### Assignment
Copy each line below that has "price".

### Extracted data
PR #2928, opened 2019-06-28
Use tempTradingPeerNodeAddress if the trade doesn't have a trading peer set yet

### LINKED ISSUE #2910: Major errors happening when user tries to accept trade.

### LINKED ISSUE #2924: Error while someone took my offer
I missed to take screenshots of the error message, but it was along the lines that the price was off the allowed range. However I can provide the log file.
[bisq.log](https://github.com/bisq-network/bisq/files/3334337/bisq.log)
Later I got another warning and error regarding locked funds, which I'm going to report separately

a123b:
This should fix the errors on the maker side when there's a disagreement
about market price.

Fixes #2910
Fixes #2924

### DIFF
--- a/core/src/main/java/bisq/core/trade/protocol/TradeProtocol.java
+++ b/core/src/main/java/bisq/core/trade/protocol/TradeProtocol.java
@@ -198,7 +198,9 @@ public abstract class TradeProtocol {
                 tradeId,
                 result,
                 errorMessage);
-        final NodeAddress peersNodeAddress = trade.getTradingPeerNodeAddress();
+        // If there was an error during offer verification, the tradingPeerNodeAddress of the trade might not be set yet.
+        // We can find the peer's node address in the processModel's tempTradingPeerNodeAddress in that case.
+        final NodeAddress peersNodeAddress = trade.getTradingPeerNodeAddress() != null ? trade.getTradingPeerNodeAddress() : processModel.getTempTradingPeerNodeAddress();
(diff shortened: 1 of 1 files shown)


devinbileck (approved):
utACK

sqrrm (approved):
ACK

PR #2929, opened 2019-06-29
Fix offer editing for low volume offers

a123b:
A user on the forum had problems editing an offer:
https://bisq.community/t/alt-buy-offer-not-editable/7930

### Response
I missed to take screenshots of the error message, but it was along the lines that the price was off the allowed range. However I can provide the log file.
about market price.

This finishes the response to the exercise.